Records excerpted from a collection
PR #1850, opened 2020-09-15
Update config.yaml

eduardomart:
{contenttype}/{year}/{month}/ instead of year/month/contenttype

### DIFF
--- a/config/bolt/config.yaml
+++ b/config/bolt/config.yaml
@@ -181,7 +181,7 @@ accept_media_types: [ gif, jpg, jpeg, png, svg, pdf, mp3, tiff ]
 accept_upload_size: 8M
 
 # Default location for uploading files.
-upload_location: "{year}/{month}/{contenttype}/"
+upload_location: "{contenttype}/{year}/{month}/"
 
 # Options to use with curl requests.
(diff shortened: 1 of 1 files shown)


I-Valchev:
hi @eduardomart , one thing I like about `year/month/contenttype` is that you can directly move folders between, say, multiple servers based on the date. 

With `contenttype/year/month`, of course, you can still do that but you'd have to replicate it for all CTs..

Is there a specific use case why `contenttype/year/moth` as the default will work better? 🙂

bobdenotter (approved):
@I-Valchev This is one of those things where I personally agree with you, but apparently the general consensus is otherwise. ;-)

Tests are failing, but that's because of #1851

eduardomart:
@I-Valchev I am not sure I follow, if this is the default why do you have to replicate it?
While I prefer contenttype/year/month, I have no issue if the default is reverted to year/month/contenttype

I-Valchev:
@eduardomart what I meant is that when people upload files by date, if you look at the file structure, you can copy files uploaded on certian days easier.

But, as @bobdenotter says, more people seem to prefer the contenttype/year/month default. Let's roll with it 🙂

PR #1852, opened 2020-09-15
Multiple collections on the same page work without duplicated event listeners

### LINKED ISSUE #1818: Collection/Set 'move up' and 'move down' buttons behave erratically
It seems like the Move up and Move down buttons jump 2 elements, instead of 1 by 1

Demo:
screencast 2020-09-02 14-02-34

**Bolt 4 RC 41**

I-Valchev:
Fixes #1818 with thanks to @eduardomart for spotting this and giving detailed responses so I could reproduce this!

### DIFF
--- a/.travis.yml
+++ b/.travis.yml
@@ -72,7 +72,7 @@ script:
   # run API tests
   - make behat-api-quiet
   # run JS e2e tests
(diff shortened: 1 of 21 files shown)


eduardomart:
Thank you @I-Valchev !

— Problem to work on —
A word-for-word restatement of all the records is required.

— Response box —
PR #1850, opened 2020-09-15
Update config.yaml

eduardomart:
{contenttype}/{year}/{month}/ instead of year/month/contenttype

### DIFF
--- a/config/bolt/config.yaml
+++ b/config/bolt/config.yaml
@@ -181,7 +181,7 @@ accept_media_types: [ gif, jpg, jpeg, png, svg, pdf, mp3, tiff ]
 accept_upload_size: 8M
 
 # Default location for uploading files.
-upload_location: "{year}/{month}/{contenttype}/"
+upload_location: "{contenttype}/{year}/{month}/"
 
 # Options to use with curl requests.
(diff shortened: 1 of 1 files shown)


I-Valchev:
hi @eduardomart , one thing I like about `year/month/contenttype` is that you can directly move folders between, say, multiple servers based on the date. 

With `contenttype/year/month`, of course, you can still do that but you'd have to replicate it for all CTs..

Is there a specific use case why `contenttype/year/moth` as the default will work better? 🙂

bobdenotter (approved):
@I-Valchev This is one of those things where I personally agree with you, but apparently the general consensus is otherwise. ;-)

Tests are failing, but that's because of #1851

eduardomart:
@I-Valchev I am not sure I follow, if this is the default why do you have to replicate it?
While I prefer contenttype/year/month, I have no issue if the default is reverted to year/month/contenttype

I-Valchev:
@eduardomart what I meant is that when people upload files by date, if you look at the file structure, you can copy files uploaded on certian days easier.

But, as @bobdenotter says, more people seem to prefer the contenttype/year/month default. Let's roll with it 🙂

PR #1852, opened 2020-09-15
Multiple collections on the same page work without duplicated event listeners

### LINKED ISSUE #1818: Collection/Set 'move up' and 'move down' buttons behave erratically
It seems like the Move up and Move down buttons jump 2 elements, instead of 1 by 1

Demo:
screencast 2020-09-02 14-02-34

**Bolt 4 RC 41**

I-Valchev:
Fixes #1818 with thanks to @eduardomart for spotting this and giving detailed responses so I could reproduce this!

### DIFF
--- a/.travis.yml
+++ b/.travis.yml
@@ -72,7 +72,7 @@ script:
   # run API tests
   - make behat-api-quiet
   # run JS e2e tests
(diff shortened: 1 of 21 files shown)


eduardomart:
Thank you @I-Valchev !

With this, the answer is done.